Hack your motivation

Our incentives are often not easy to understand. But I think they are predictable by Cognitive Load. We start every day with X amount of cognitive energy, and we spend and earn cognitive energy depending on what we do with it.

In this study Carly Robinson and Jana Gallus showed that awarding students for perfect attendence backfired completely. Resulting in students on average attending less.

This shows that students start trying to “hack the system” and go for the award, instead of attending. Paul Graham says this is a common thing YC needs to train founders to stop doing.

Another study I’ve read, but unfortunately couldn’t find, paid kids to play (legos I think). The group that was paid found it less fun and played for shorter periods than the control group who got no reimbursement.

This shows kids being disincentivised to play. Something they would happily do for free, became less interesting when there’s an award.

Why does this happen? I think it’s because we’re shifting the incentive from a rather vague intrinsic one to a clear extrinsic one. We’re going from play to gathering points.

Does this mean extrinsic motivators are more valueable? No, but I think they’re cheaper from a cognitive load sense.

If we’re working on a complicated task, or doing something for the first time, it’s easier to do checkbox tasks than it is to actually do good work.

As cognitive load increases it is simply more economic of us to reach a clear threshhold and stop than it is to keep working.

This is why all work we consider important is more effortful than less important work.

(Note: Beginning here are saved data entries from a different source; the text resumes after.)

PR #1084, opened 2017-01-18
Setuptools : bump version, unify Python2 and 3 recipes, drop old

miqlas:


dev-python/setuptools/python_setuptools-33.1.0.recipe
```diff
@@ -9,13 +9,15 @@ LICENSE="Python"
...
 SOURCE_FILENAME="setuptools-$portVersion.tar.gz"
-CHECKSUM_SHA256="90a40d54d21d4cfe55ae2c3597ed3f2a63d9e8fe768f03ff16f2a58ed97bcc32"
+CHECKSUM_SHA256="efa8538fec784c6d33af572abbc6662ae5f3e3bd6d7bbc42124080492215cb45"
 SOURCE_DIR="setuptools-$portVersion"
 
 ARCHITECTURES="x86 x86_gcc2 x86_64"
 
 PROVIDES="
 	python_setuptools = $portVersion
+	cmd:easy_install
```
pulkomandy: Now both recipe provide that command, which means they can't be installed at the same time. Can we avoid that?

PR #1085, opened 2017-01-18
Numpy : bump version

miqlas:
Enabled gfortran and libopenblas for science and justice


dev-python/numpy/python3_numpy-1.11.2.recipe
```diff
@@ -23,22 +23,33 @@ PROVIDES="
...
 
 BUILD()
 {
+	rm -rf site.cfg || true
+	# Check at every update in site.cfg.example
+	echo "[openblas]" >> site.cfg
+	echo "libraries = openblas" >> site.cfg
+	echo "library_dirs = /system/`echo ${relativeDevelopLibDir}`" >> site.cfg
+	echo "include_dirs = /system/`echo ${relativeIncludeDir}`" >> site.cfg
+	echo "runtime_library_dirs = /system/`echo ${relativeLibDir}`" >> site.cfg
```
pulkomandy: Shouldn't this be done in the PATCH() function rather than BUILD() ? It would also make the hack with rm unneeded.

miqlas: Fixed

PR #1087, opened 2017-01-19
Mimetic: new recipe

miqlas:


dev-libs/mimetic/mimetic-0.9.8.recipe
```diff
@@ -0,0 +1,66 @@
...
+PROVIDES_devel="
+	libmimetic${secondaryArchSuffix}_devel = $portVersion
+	devel:libmimetic$secondaryArchSuffix = 0.0.0
+	"
+REQUIRES_devel="
+	libmimetic$secondaryArchSuffix == $portVersion base
+	"
+
+BUILD_PREREQUIRES="
+	haiku${secondaryArchSuffix}_devel
```
fbrosson: Not really needed, but I think ot would be better to move
```
```
to BUILD_REQUIRES.

dev-libs/mimetic/mimetic-0.9.8.recipe
```diff
@@ -0,0 +1,66 @@
...
+	libmimetic$secondaryArchSuffix = $portVersion
+	lib:libmimetic$secondaryArchSuffix = 0.0.0
+	"
+REQUIRES="
+	haiku$secondaryArchSuffix
+	"
+
+PROVIDES_devel="
+	libmimetic${secondaryArchSuffix}_devel = $portVersion
+	devel:libmimetic$secondaryArchSuffix = 0.0.0
```
fbrosson: I don't know if this is required, but it looks like we always add a compat.
So maybe you could add a "compat >= 0" here too?

dev-libs/mimetic/mimetic-0.9.8.recipe
```diff
@@ -0,0 +1,66 @@
...
+SOURCE_URI="http://www.codesink.org/download/mimetic-$portVersion.tar.gz"
+CHECKSUM_SHA256="3a07d68d125f5e132949b078c7275d5eb0078dd649079bd510dd12b969096700"
+PATCHES="mimetic-$portVersion.patchset"
+
+ARCHITECTURES="?x86_gcc2 x86 x86_64"
+SECONDARY_ARCHITECTURES="?x86_gcc2 x86"
+
+PROVIDES="
+	libmimetic$secondaryArchSuffix = $portVersion
+	lib:libmimetic$secondaryArchSuffix = 0.0.0
```
fbrosson: I don't know if this is required, but it looks like we always add a compat.
So maybe you could add a "compat >= 0" here too?

dev-libs/mimetic/mimetic-0.9.8.recipe
```diff
@@ -0,0 +1,66 @@
...
+	cmd:grep
+	cmd:libtoolize$secondaryArchSuffix
+	cmd:make
+	cmd:pkg_config$secondaryArchSuffix
+	cmd:sed
+	"
+
+BUILD()
+{
+	autoreconf -vfi
```
fbrosson: I guess we don't need --verbose.

dev-libs/mimetic/mimetic-0.9.8.recipe
pulkomandy: No, not always!
You have to check what is actually provided in the package.
If you have only libmimetic.so.0.0.0, then there is no compat.
If you have both libmimetic.so.0.0.0 AND libmimetic.so.0, then you should put a "compat >= 0". It allows to say "anything that links to libmimetic.so.0 will run with this package". Most of the time, other packages will depend on the .0 and be flexible, but sometimes they will need a more specific version (for example, because a bug was fixed), and they can depend on >= 0.0.1, for example.

fbrosson: Thanks @pulkomandy!
(This is obvious, BTW, now that I read your answer ;-)

PR #1089, opened 2017-01-20
Remove old agar recipe, add WIP agar-1.5.0

scottmc:


scottmc:
This is a WIP recipe, but it's getting pretty far.  Having issues trying to get it to detect libjpeg, libfontconfig and a few others.  Also can't figure out where to add in -lnetwork so that it will pass those checks.
Make fails, and not sure what the error message means.  Anyone able to help here?

media-libs/agar/agar-1.5.0.recipe
```diff
@@ -0,0 +1,59 @@
+SUMMARY="A modern open-source, cross-platform toolkit for graphical applications"
+DESCRIPTION="Cross-platform GUI toolkit.  Agar provides a base framework and \
+a collection of GUI widgets from which GUI applications can be built.  Agar \
+can be styled and themed using a CSS-style engine."
+HOMEPAGE="http://libagar.org/index.html.en"
+COPYRIGHT="2002-2016 Hypertrition, Inc."
+LICENSE="BSD (2-clause)"
+REVISION="1"
+SOURCE_URI="http://stable.hypertriton.com/agar/agar-1.5.0.tar.gz"
```
fbrosson: You might wish to change SOURCE_URI to
```
SOURCE_URI="http://stable.hypertriton.com/agar/agar-$portVersion.tar.gz"
```

media-libs/agar/agar-1.5.0.recipe
```diff
@@ -0,0 +1,59 @@
...
+CHECKSUM_SHA256="82342ded342c578141984befe9318f3d376176e5f427ae3278f8985f26663c00"
+
+ARCHITECTURES="!x86_gcc2 !x86 !x86_64"
+SECONDARY_ARCHITECTURES="!x86_gcc2 !x86"
+
+PROVIDES="
+	cmd:agar
```
fbrosson: Since agar needs libsndfile which does not build with gcc2, we can add this, between SECONDARY_ARCHITECTURES and PROVIDES.
(Borrowed from games-board/stockfish/stockfish-8.recipe)
```
	commandBinDir=$binDir
else
	commandSuffix=
	commandBinDir=$prefix/bin
fi
```
Then you can replace cmd:agar by
```
	cmd:agar$commandSuffix
```

korli:
libjpeg detection can't be worked without configure patching it seems. I don't see any check for libfontconfig. About network, this seems also a problem because the addrinfo check doesn't use any LDFLAGS one could define, so this needs also patching.

media-libs/agar/agar-1.5.0.recipe
```diff
@@ -0,0 +1,59 @@
...
+	devel:libjpeg$secondaryArchSuffix
+	devel:libpng16$secondaryArchSuffix
+	devel:libsdl$secondaryArchSuffix
+	devel:libsndfile$secondaryArchSuffix
+	"
+
+BUILD_PREREQUIRES="
+	cmd:awk
+	cmd:gcc$secondaryArchSuffix
+	cmd:libtool$secondaryArchSuffix
```
fbrosson: Should be
```
```

media-libs/agar/agar-1.5.0.recipe
```diff
@@ -0,0 +1,59 @@
...
+	cmd:make
+	cmd:perl
+	"
+	
+BUILD()
+{
+	./configure --prefix=$prefix
```
fbrosson: Should be
```
	./configure --prefix=$prefix --bindir=$commandBinDir
```

media-libs/agar/agar-1.5.0.recipe
scottmc: But it doesn't use libtoolize, it just uses libtool.  This is using bsdbuild instead of the standard gnu autotools.  I left it out and was getting a libtool missing error, so I added it in and the error went away.

scottmc:
Ok, merging the WIP recipe, and will open an issues for this one while I work out a possible patch.

media-libs/agar/agar-1.5.0.recipe
fbrosson: OK.
(I though we were supposed to always use cmd:libtoolize$secondaryArchSuffix instead of cmd:libtool, but I guess there are exceptions.)

Begasus:
Been doing some digging in here, got most dependencies found and package created, need to create a patchset and do some fine-tuning.
For detection I added the search paths for named libraries, for install I changed the path to $dataDir. So far only on 32bit checked.

PR #1094, opened 2017-01-21
botan-2.0.1:new recipe

dacianf:
I get this error when i try to build it http://pastebin.com/EDgJUhUC

### DIFF
--- a/dev-libs/botan/botan-2.0.1.recipe
+++ b/dev-libs/botan/botan-2.0.1.recipe
@@ -1,23 +1,35 @@
 SUMMARY="A cryptography library written in C++"
 DESCRIPTION="This is the best option for crypthography in C++"
 HOMEPAGE="https://botan.randombit.net/"
-COPYRIGHT="2000-2017 botan"
+COPYRIGHT="2000-2017 The Botan Authors"
 LICENSE="BSD (2-clause)"
 REVISION="1"
 SOURCE_URI="https://github.com/randombit/botan/archive/$portVersion.tar.gz"
 CHECKSUM_SHA256="f4c02bc4247eb78ac004ce10374992dd488f0d1ba21e712874cd77481332f731"
-SOURCE_DIR="botan-$portVersion"
 
-ARCHITECTURES="!x86_gcc2 !x86 !x86_64"
-SECONDARY_ARCHITECTURES="!x86"
+ARCHITECTURES="!x86_gcc2 x86 x86_64"
+SECONDARY_ARCHITECTURES="!x86_gcc2 x86"
+
+if [ "$targetArchitecture" != x86_gcc2 ]; then
+	commandSuffix=$secondaryArchSuffix
+	commandBinDir=$binDir
+else
+	commandSuffix=
+	commandBinDir=$prefix/bin
+fi
 
 PROVIDES="
 	botan$secondaryArchSuffix = $portVersion
-	lib:libbotan_2$secondaryArchSuffix = 0.0.1 compat >= 0
-	cmd:botan$secondaryArchSuffix = $portVersion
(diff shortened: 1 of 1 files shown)


dev-libs/botan/botan-2.0.1.recipe
```diff
@@ -0,0 +1,71 @@
+SUMMARY="A cryptography library written in C++"
+DESCRIPTION="This is the best option for crypthography in C++"
+HOMEPAGE="https://botan.randombit.net/"
+COPYRIGHT="2000-2017 botan"
```
pulkomandy: Why would we reassing the copyright like this? If they say "1999-2013,2014,2015,2016,2017 The Botan Authors", then we should just use that. Reassigning to a single author is not correct.

dev-libs/botan/botan-2.0.1.recipe
```diff
@@ -0,0 +1,71 @@
...
+BUILD_PREREQUIRES="
+	cmd:gcc$secondaryArchSuffix
+	cmd:g++$secondaryArchSuffix
+	cmd:make
+	cmd:python
+	"
+PATCH()
+{
+	#	sed -i -e "/^all\>/ s/-pthread //" src/build-data/cc/gcc.txt
+	sed -i -e "/^all\>/ s/-pthread -fstack-protector/-fno-stack-protector/" \
```
pulkomandy: Yes, the stack protection is missing and this leads to build failures (undefined references). We should patch our gcc to tell it how to support this feature.

dev-libs/botan/botan-2.0.1.recipe
```diff
@@ -0,0 +1,71 @@
...
+		src/build-data/cc/gcc.txt
+}
+
+BUILD()
+{
+	runConfigure --omit-buildspec ./configure.py \
+		--with-bzip2 --with-lzma --with-zlib \
+		--with-openssl --with-sqlite3 \
+		--destdir=/
```
pulkomandy: Usually running libtoolize to update libtool files will help with getting shared libraries built. Old libtool versions had a bug that prevented them to detect that shared libs can be built on Haiku.

dev-libs/botan/botan-2.0.1.recipe
fbrosson: Well, according to the authors.txt file, Jack Lloyd is the only author. The next 6 people have just made "extensive and ongoing contributions", so my understanding is that when they contribute they give their copyright to "The Botan Authors"... which is currently Jack Lloyd.

But I guess your suggestion is OK.
BTW, do we squeeze "1999-2013,2014,2015,2016,2017" to "1999-2017"?

dev-libs/botan/botan-2.0.1.recipe
fbrosson: OK, thanks!

dev-libs/botan/botan-2.0.1.recipe
pulkomandy: Well, at least in France you cannot give your authorship away. You can give the copyright, but as soon as you change a line of code, you are part of the "authors".

And yes, we should squeeze the date range, of course.

dev-libs/botan/botan-2.0.1.recipe
fbrosson: Thanks @pulkomandy for the suggestion.
I tried with a "libtoolize --force --copy --install" a few days ago, but it did not help.
I'll push it here, with the fixes I had requested in my [last review](#pullrequestreview-17802804), and maybe we can merge this PR even if the recipe does not yet build the shared lib.

fbrosson:
@dacianf, I assumed you were busy, so I pushed the fixes and merged the recipe.

BTW, now that this PR has been merged, the branch it is based on is no longer needed.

Writing your novel is harder than it is to send emails, even though you end up writing the same amount of words.

This is also why the great works will be made by people who are interested in the topic. If you have a genuine interest, you are more likely not to stop at a surface level goal.

We can use this to our advantage, first by structuring important work we are not interested in into clear chunks. The classic checklist is a great tool. So is timeboxing.

Secondly by giving us enough time to really dive into the topics we’re genuinely interested in. So that we can get further than the checkbox task.

Another thing we might need to take from this is that when you are inspired it’s time to do the work. Because it’s likely that the motivation is not going to be there tomorrow. Making your deep work session into a checkbox task.

We can also use this to our disadvantage by adding rewards, points, or grades, to things that are already interesting making us less motivated.

Experiment to try:

  1. Look at your tasks for today, clarify everything that doensn’t interest you into very clear achievable goals and batch them into a timebox. Then work on the stuff that does interest you for the rest of the day.
  2. The next day, do the complete opposite.
  3. Then reflect on the outcomes. Think both about the amount of work done, but also the quality of the result.